# My Seaview 8 Build Continues



## Nova Mike (Apr 26, 2009)

I finally decided to build the 8ft version of the movie Seaview and received my photoetch, thanks Paulbo so, here are a few shots of my build so far!

I will post more as the weeks go by and I hope you enjoy them as much as I enjoy the project.

Thanks for viewing.:wave:

Mike


----------



## BOXIE (Apr 5, 2011)

Looking good. Can't wait for more.


----------



## solex227 (Apr 23, 2008)

Looking real good so far ... cant wait to see more :thumbsup:


----------



## Nova Mike (Apr 26, 2009)

Thanks Boxie and Solex227 for the encouragement.


----------



## Nova Mike (Apr 26, 2009)

Well back at it and getting started on the seam filling/sanding as well as adding additional photo etch, also some sheet styrene to simulate the internal pressure hull, next up will be the first coat of paint. Cheers!:wave:

View attachment 158418


View attachment 158419


View attachment 158420


View attachment 158421


View attachment 158422


----------



## Trekkriffic (Mar 20, 2007)

Nice idea to use styrene sheet for the pressure hull seen thru the limber holes. Will you be installing vertical tubing to represent the missile tubes passing thru the pressure hull visible thru the rear limber holes?


----------



## Nova Mike (Apr 26, 2009)

Trekkriffic said:


> Nice idea to use styrene sheet for the pressure hull seen thru the limber holes. Will you be installing vertical tubing to represent the missile tubes passing thru the pressure hull visible thru the rear limber holes?

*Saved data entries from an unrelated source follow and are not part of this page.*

PR #6649, opened 2020-01-27
all: log picker when updating balancing state

dapengzhang0:
Let `ManagedChannelImpl` log picker update when updating balancing state. (https://github.com/grpc/grpc-java/compare/master...dapengzhang0:log-picker?expand=1#diff-354509714620f5c493a6810aab9419f2R1156)

### DIFF
--- a/core/src/main/java/io/grpc/internal/AutoConfiguredLoadBalancerFactory.java
+++ b/core/src/main/java/io/grpc/internal/AutoConfiguredLoadBalancerFactory.java
@@ -431,6 +431,11 @@ public final class AutoConfiguredLoadBalancerFactory {
     public PickResult pickSubchannel(PickSubchannelArgs args) {
       return PickResult.withNoResult();
     }
+
+    @Override
+    public String toString() {
+      return "Empty picker";
+    }
   }
 
   private static final class FailingPicker extends SubchannelPicker {
--- a/core/src/main/java/io/grpc/internal/AutoConfiguredLoadBalancerFactory.java
+++ b/core/src/main/java/io/grpc/internal/AutoConfiguredLoadBalancerFactory.java
@@ -434,7 +434,7 @@ public final class AutoConfiguredLoadBalancerFactory {
 
     @Override
     public String toString() {
-      return "Empty picker";
+      return MoreObjects.toStringHelper(EmptyPicker.class).toString();
     }
   }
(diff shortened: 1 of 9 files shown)


core/src/main/java/io/grpc/internal/AutoConfiguredLoadBalancerFactory.java
```diff
@@ -431,6 +431,11 @@ public String toString() {
     public PickResult pickSubchannel(PickSubchannelArgs args) {
       return PickResult.withNoResult();
     }
+
+    @Override
+    public String toString() {
```
zhangkun83: The default toString() should work fine, or toStringHelper.

core/src/main/java/io/grpc/internal/OobChannel.java
```diff
@@ -180,6 +180,11 @@ public Object getInternalSubchannel() {
         public PickResult pickSubchannel(PickSubchannelArgs args) {
           return result;
         }
+
+        @Override
+        public String toString() {
+          return "Subchannel picker with pick result: " + result;
```
zhangkun83: Better to use toStringHelper in all cases to produce standardized outputs.

core/src/main/java/io/grpc/util/GracefulSwitchLoadBalancer.java
```diff
@@ -63,6 +63,11 @@ public void handleNameResolutionError(final Status error) {
             public PickResult pickSubchannel(PickSubchannelArgs args) {
               return PickResult.withError(error);
             }
+
+            @Override
+            public String toString() {
+              return "Error picker with status: " + error;
```
zhangkun83: ditto

core/src/main/java/io/grpc/internal/AutoConfiguredLoadBalancerFactory.java
dapengzhang0: Done.

core/src/main/java/io/grpc/internal/OobChannel.java
dapengzhang0: Done.

core/src/main/java/io/grpc/util/GracefulSwitchLoadBalancer.java

Issue #6268, opened 2019-10-10
Tracking Issue for Xds/SDS Channel/Server Builders being experimental


sanjaypujare:
### Additional context
For now (in the absence of XdsCredential) we need to use XdsChannelBuilder and XdsServerBuilder to be able to use XDS provided TlsContext information.

dapengzhang0:
These APIs are moved to internal. Closing it and may reopen or create a new issue once new public APIs need be added.

PR #6699, opened 2020-02-11
xds: refactor io.grpc.xds.sds to io.grpc.xds.internal.sds

dapengzhang0:


sanjaypujare:
will do this ASAP (today)

xds/src/main/java/io/grpc/xds/internal/sds/SdsProtocolNegotiators.java
```diff
@@ -48,7 +45,6 @@
  * Provides client and server side gRPC {@link ProtocolNegotiator}s that use SDS to provide the SSL
  * context.
  */
-@Internal
 public final class SdsProtocolNegotiators {
```
sanjaypujare: This one doesn't need to be public any more, right?

xds/src/main/java/io/grpc/xds/internal/sds/SslContextProvider.java
```diff
@@ -33,7 +32,6 @@
  * stream that is receiving the requested secret(s) or it could represent file-system based
  * secret(s) that are dynamic.
  */
-@Internal
 public abstract class SslContextProvider<K> {
```
sanjaypujare: This too doesn't need to be public any more?

xds/src/main/java/io/grpc/xds/internal/sds/XdsChannelBuilder.java
```diff
@@ -32,7 +30,6 @@
  * A version of {@link ManagedChannelBuilder} to create xDS managed channels that will use SDS to
  * set up SSL with peers. Note, this is not ready to use yet.
  */
-@ExperimentalApi("https://github.com/grpc/grpc-java/issues/6268")
```
sanjaypujare: Why was this removed? Issue 6268 would still be open until we have implemented XdsCredentials API

xds/src/main/java/io/grpc/xds/internal/sds/XdsServerBuilder.java
```diff
@@ -40,7 +38,6 @@
  * A version of {@link ServerBuilder} to create xDS managed servers that will use SDS to set up SSL
  * with peers. Note, this is not ready to use yet.
  */
-@ExperimentalApi("https://github.com/grpc/grpc-java/issues/6268")
```
sanjaypujare: Same thing here. Until XdsCreds is implemented we would still treat this as an experimental API. Unless the fact that this is now in "internal" makes Experimental unnecessary but I think internal and experimental are 2 different things

xds/src/main/java/io/grpc/xds/internal/sds/XdsChannelBuilder.java
dapengzhang0: Because it's moved to internal. `@ExperimentalApi` is for APIs that are not internal.

dapengzhang0: We can close #6268 and open another once we have to add a public API in `io.grpc.xds`.

xds/src/main/java/io/grpc/xds/internal/sds/SslContextProvider.java
dapengzhang0: It is used by `io.grpc.xds.CdsLoadBalancer`.

xds/src/main/java/io/grpc/xds/internal/sds/XdsServerBuilder.java
dapengzhang0: We can close #6268 and open another once we have to add `XdsServerBuilder` in `io.grpc.xds`.
`@Experimental` means the public API is not stable. `@Interanl` is not "public" API and it's inherently unstable.

xds/src/main/java/io/grpc/xds/internal/sds/SdsProtocolNegotiators.java
dapengzhang0: That's right. Thanks for the catch. Done.

PR #6713, opened 2020-02-14
interop-testing: sync SimpleResponse definition with core and go

ericgribkoff:
The `grpclb_route_type` field already exists in the core and Go repos.

### DIFF
--- a/interop-testing/src/main/proto/grpc/testing/messages.proto
+++ b/interop-testing/src/main/proto/grpc/testing/messages.proto
@@ -41,6 +41,21 @@ message EchoStatus {
   string message = 2;
 }
 
+// The type of route that a client took to reach a server w.r.t. gRPCLB.
+// The server must fill in "fallback" if it detects that the RPC reached
+// the server via the "gRPCLB fallback" path, and "backend" if it detects
+// that the RPC reached the server via "gRPCLB backend" path (i.e. if it got
+// the address of this server from the gRPCLB server BalanceLoad RPC). Exactly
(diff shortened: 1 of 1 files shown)


creamsoup:
this looks like a braking change. i am surprised that it worked before. probably, our tests don't set this value?

anyways, the proper way of fixing this is 
modify [sync-protos script](https://github.com/grpc/grpc-java/blob/master/buildscripts/sync-protos.sh) by adding `interop-testing` to the projects. and run the script. (for this time, we need to make sure deleted things are correct or not). we may need to upstream part of deleted (deleted is modified in grpc-java only) to the `grpc-proto` (e.g. add java_package or LoadBalancerStatsRequest/Response?).

i am not sure how urgent this change need to be merged, if we have time let's fix it correct way.

creamsoup:
> this looks like a braking change. i am surprised that it worked before. probably, our tests don't set this value?
> 
> anyways, the proper way of fixing this is
> modify [sync-protos script](https://github.com/grpc/grpc-java/blob/master/buildscripts/sync-protos.sh) by adding `interop-testing` to the projects. and run the script. (for this time, we need to make sure deleted things are correct or not). we may need to upstream part of deleted (deleted is modified in grpc-java only) to the `grpc-proto` (e.g. add java_package or LoadBalancerStatsRequest/Response?).
> 
> i am not sure how urgent this change need to be merged, if we have time let's fix it correct way.

discussed offline. it looks like the proto is fairly diverged between different grpc langauges. created #6719

PR #6718, opened 2020-02-14
xds: support for xDS data types needed for server side SDS support

sanjaypujare:
first part that includes xDS data definitions corresponding to protos


xds/src/test/java/io/grpc/xds/internal/sds/CommonTlsContextTestsUtil.java
```diff
@@ -134,4 +115,27 @@ static CommonTlsContext buildCommonTlsContextWithAdditionalValues(
     }
     return builder.build();
   }
+
+  /**
+   * Helper method to build DownstreamTlsContext for above tests. Called from other classes as well.
```
creamsoup: above tests? you mean tests in SdsSslContextProviderTest/ScretVolumnSslContextProviderTest?

sanjaypujare:
> the title of PR doesn't match what I reviewed, can you update the title?

done

xds/src/main/java/io/grpc/xds/EnvoyProtoData.java
```diff
@@ -339,4 +339,270 @@ public String toString() {
...
+  static final class CidrRange {
+    private final String addressPrefix;
+    private final int prefixLen;
+
+    public CidrRange(String addressPrefix, int prefixLen) {
+      this.addressPrefix = addressPrefix;
+      this.prefixLen = prefixLen;
+    }
+
+    static CidrRange fromEnvoyProtoCidrRange(
```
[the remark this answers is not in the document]
sanjaypujare: First, I used the existing pattern in `EnvoyProtoData` which seems workable.

Separating the conversion into a Converter class seems like a good idea and can be implemented when v3 protos are introduced. Also I am not sure how different/similar v3 protos will be to existing ones. There is a distinct possibility that v3 protos would force us to also update our internal xDS data types (because of new concepts) so it might not be worth our while to develop a complex conversion structure.

xds/src/main/java/io/grpc/xds/EnvoyProtoData.java
```diff
@@ -339,4 +339,270 @@ public String toString() {
...
+          + ", downstreamTlsContext=" + downstreamTlsContext
+          + '}';
+    }
+  }
+
+  /**
+   * Corresponds to Envoy proto message {@link io.envoyproxy.envoy.api.v2.Listener} & related
+   * classes.
+   */
+  static final class Listener {
```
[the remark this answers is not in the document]
sanjaypujare: I can certainly rename it but the idea was to match the name used in Envoy protos (so reader can easily map one to the other) and there is no possibility of name collisions if all (most) of xDS code will only use this `Listener` class and not the Envoy one. BTW, `Listener` may sound too generic but has a specific meaning in the xDS world

xds/src/main/java/io/grpc/xds/EnvoyProtoData.java
```diff
@@ -339,4 +339,270 @@ public String toString() {
           .toString();
     }
   }
+
+  static final class CidrRange {
```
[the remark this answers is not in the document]
sanjaypujare: This is not SDS specific: only that SDS will be the first one to use it. This is server side Listener stuff that is going to be needed for more server side features. We can split client vs server. @voidzcy what do you think?

xds/src/test/java/io/grpc/xds/internal/sds/CommonTlsContextTestsUtil.java
sanjaypujare: sorry  - let me clarify

xds/src/main/java/io/grpc/xds/EnvoyProtoData.java
```diff
@@ -339,4 +339,271 @@ public String toString() {
...
+    private final List<FilterChain> filterChains;
+
+    private Listener(String name, String address,
+        List<FilterChain> filterChains) {
+      this.name = name;
+      this.address = address;
+      this.filterChains = filterChains;
+    }
+
+    static String fromEnvoyProtoAddress(io.envoyproxy.envoy.api.v2.core.Address proto) {
```
voidzcy: This seems to be a helper method only. Should be private and name it to something different than `fromEnvoyProtoXXX`. Here `fromEnvoyProtoXXX` methods are used as factory methods to create converted data objects. 

Btw, since this helper method is only used once and it's not complex, it can be inlined instead of being a standalone method.

xds/src/main/java/io/grpc/xds/EnvoyProtoData.java
```diff
@@ -339,4 +339,271 @@ public String toString() {
...
+    }
+  }
+
+  /**
+   * Corresponds to Envoy proto message {@link io.envoyproxy.envoy.api.v2.Listener} & related
+   * classes.
+   */
+  static final class Listener {
+    private final String name;
+    private final String address;
```
voidzcy: Is this nullable?

xds/src/main/java/io/grpc/xds/EnvoyProtoData.java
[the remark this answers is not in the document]
voidzcy: Hmm... It is subtle. There is no clear distinction of which protos are used for client side and which are for server side. Some of them are used both client and server sides. Yes, I agree we probably do not want to dump everything here. Do we have a better solution? @creamsoup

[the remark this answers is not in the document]
creamsoup: i like to have bunch of smaller classes. so i would split into xdsProtoData like EdsProtoData, CdsProtoData, etc. eventually something similar to envoy proto's package structure (more like flattened way). for this PR, possibly `SdsProtoData` will have SDS specific protos. this can help readers to understand which xds service it interacts with. 

i used this converter / data / proto separation in bazel, it works very well. but, not so well in other build system imo.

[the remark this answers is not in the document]
sanjaypujare: @creamsoup can you clarify your comment? Preferring "bunch of smaller classes" is actually opposite of "flattened", so I am a bit confused. Also talking to @ejona86 not having smaller classes (on the xDS side) seems to be the preferred way. So on the xDS side we should create definitions that match our usage instead of just mirroring those on the Envoy proto side.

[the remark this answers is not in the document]
creamsoup: oops yes.
flattened as package level. the data classes from various xds protos (has many sub-packages) can be in a single java package. but they can have their own classes such as Cds, Eds, Lds, Rds, Srds, Discovery, Common (common for listener, endpoint etc) etc. 

what do you mean not having smaller classes seems to be preferred? i meant the smaller as each DS (sorry if this was not clear), current code is somewhat in that structure (Cds, Eds, Sds, etc).  
i am referring envoy proto structure, because it is organized in the usage not having everything in one class. seems like you are interpreting it in too extreme case (all in one class vs as tiny as message?)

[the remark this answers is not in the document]
sanjaypujare: @creamsoup okay, thanks for the clarification. So regarding not preferring smaller classes, let's consider an example: `Listener` contains (list of) `FilterChain` and a `FilterChain` contains `DownstreamTlsContext` in the original Envoy protos. We don't have to replicate this structure on our side but just define the top level `Listener` with all fields expanded "inline" unless the types `FilterChain` and `DownstreamTlsContext` are required elsewhere. Note this is just an example to illustrate the point.

On the Envoy side, they are not defined by us and so have less control over how types/protos are defined - but we don't have to follow the same structure.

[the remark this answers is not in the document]
creamsoup: yes, that's why i specifically says "similar structure". if it is same, no reason to have data classes. also, this is why I suggested to rename the Listener to something else.
your response still sounds like you are thinking too micro level, my comments was for overall structure. I completely agree that Listener can have its own fields as long as it can represent current Listener structure. What I was saying is this `EnvoyProtoData` is too big. a single class represents the whole envoy protos sounds very extreme, so we may need to split into smaller chunks.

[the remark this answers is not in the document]
sanjaypujare: Created a separate EnvoyServerProtoData class

xds/src/main/java/io/grpc/xds/EnvoyProtoData.java
sanjaypujare: good point. fixed

xds/src/main/java/io/grpc/xds/EnvoyProtoData.java
sanjaypujare: Made changes (except inlining because in future we may have an internal Address class)

xds/src/main/java/io/grpc/xds/EnvoyServerProtoData.java
```diff
@@ -0,0 +1,303 @@
...
+      for (io.envoyproxy.envoy.api.v2.core.CidrRange range : proto.getPrefixRangesList()) {
+        prefixRanges.add(CidrRange.fromEnvoyProtoCidrRange(range));
+      }
+      List<String> applicationProtocols = new ArrayList<>();
+      for (String appProtocol  : proto.getApplicationProtocolsList()) {
+        applicationProtocols.add(appProtocol);
+      }
+      return new FilterChainMatch(
+          proto.getDestinationPort().getValue(),
+          Collections.unmodifiableList(prefixRanges),
```
creamsoup: i expected to have it (unmodifiableList) in the constructor, just in case we have another factory method it can be missed.

xds/src/test/java/io/grpc/xds/EnvoyServerProtoDataTest.java
```diff
@@ -0,0 +1,134 @@
...
+    EnvoyServerProtoData.FilterChainMatch inFilterChainMatch = inFilter.getFilterChainMatch();
+    assertThat(inFilterChainMatch).isNotNull();
+    assertThat(inFilterChainMatch.getDestinationPort()).isEqualTo(8000);
+    assertThat(inFilterChainMatch.getApplicationProtocols()).containsExactly("managed-mtls");
+    assertThat(inFilterChainMatch.getPrefixRanges()).containsExactly(
+        new EnvoyServerProtoData.CidrRange("10.20.0.15", 32));
+    DownstreamTlsContext inFilterTlsContext = inFilter.getDownstreamTlsContext();
+    assertThat(inFilterTlsContext).isNotNull();
+    CommonTlsContext commonTlsContext = inFilterTlsContext.getCommonTlsContext();
+    assertThat(commonTlsContext).isNotNull();
```
voidzcy: Proto fields will never be null.

Anyway, it's not necessary to write tests for this data conversion class (unless there is some complex logic other than straightly populating data from proto messages).

sanjaypujare: Tests are meant to catch potential regressions in the future

creamsoup: i agree the statement, but it doesn't apply to this case. just like we don't unittest standard library. we will probably have a fix from next import.

sanjaypujare: My comment was about "not needing a test" or "test not being useful". I agree that the "NotNull" checks can be (should be?) removed based on linter issues.

creamsoup: oops, yes i believe the conversion tests are useful.
other test will verify behavior using converted data class. without proto to converted verification, we can't trust other tests.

Thanks Trekkriffic yes I will, just working on that now. Had to take a break as I accidentally broke my front tooth and have been spending time at the dentist, this weekend I will post some more pictures.:thumbsup:


----------



## Nova Mike (Apr 26, 2009)

Well back at it, added the missile tubes to the pressure hull which are hard to see through the limber holes in the picture but look really good up close.:thumbsup:
More filling and sanding to do then start to assemble and paint, started a weeks holidays so I will be catching up and posting more shots soon. Enjoy!:wave:

View attachment 159045


View attachment 159046


View attachment 159047


View attachment 159048


----------



## Trekkriffic (Mar 20, 2007)

Good job on the tubes! I have the same PE set from ParaGrafix so I hope you don't mind if I take a few notes?


----------



## Nova Mike (Apr 26, 2009)

After a lot of sanding and filling I finally have arrived at the first coat of paint, it will need a little touch up with some light filler coat and a fine sanding before the next coat. I am using Tamiya AS-10 for the main upper hull and TS-81 for the underside. Thanks for the feedback.:wave:

View attachment 159383


View attachment 159384


----------



## Paulbo (Sep 16, 2004)

Your build looks great, Mike! I really like that you included the missile tubes in the rear of the hull - I don't think I've seen anyone do that yet.


----------



## BOXIE (Apr 5, 2011)

Awesome work .Can't wait to see the final build.What kind of base will you mount it on?


----------



## Nova Mike (Apr 26, 2009)

Thanks Paul and Boxie for your kind comments, not yet decided what I will do for the stand, suggestions are welcomed.
well after four coats of paint and one pearl finish clear coat, I started to add a little more detail and adding the smaller parts. I am just finishing up the lighting and will post some more pictures soon, until then here is a few more.

thanks Mike:wave:
View attachment 160026


View attachment 160027


View attachment 160028


----------



## hal9001 (May 28, 2008)

Mike, the PE piece with the limber holes in it, are they flush mounted or do they lay on top of the hull?

HAL9001-


----------



## Nova Mike (Apr 26, 2009)

Hi hal9001,

They are surface mounted on the hull and fit very well. I will post the final pictures this weekend when I have more time.

Thanks Mike


----------



## xsavoie (Jun 29, 1999)

Adding those extra detailing parts really adds authenticity to the kit.It will be quite a site when it's finished,I'm sure.:thumbsup:


----------



## Nova Mike (Apr 26, 2009)

Thanks for the kind comments xsavoie, just about 99.5 percent finished, a little paint touch up and complete the base and connect the wiring,
here are a few more pictures, I did not light the missle plume, it is just the flash from the camera I hope to have all work done by this weekend so the final shots will be then. Cheers!


----------



## Paulbo (Sep 16, 2004)

Excellent!

Haven't checked the thread in a while and was wondering how you were going to use some of the mini-sub "ramp" parts you'd shown. Very cool solution!


----------



## Captain Han Solo (Apr 5, 2002)

Very nice work Sir.


----------



## Nova Mike (Apr 26, 2009)

Thanks Paul I had your great photoetch which adds so much to the end result:wave:


----------



## Nova Mike (Apr 26, 2009)

Captain Han Solo said:


> Very nice work Sir.


Thanks Captain for your very kind encouragement. Cheers!:wave:


----------



## Captain Han Solo (Apr 5, 2002)

Nova Mike said:


> Thanks Captain for your very kind encouragement. Cheers!:wave:


 
Thank you sincerely my friend for sharing a Beautiful build!!


----------



## Nova Mike (Apr 26, 2009)

*My seview 8 Build Concludes*

Thanks everyone for all your kind comments, this has been a lot of fun to build and I hope you have enjoyed it as much as I. Cheers!:wave:


















































Mike


----------



## Chrisisall (May 12, 2011)

Cool!!


----------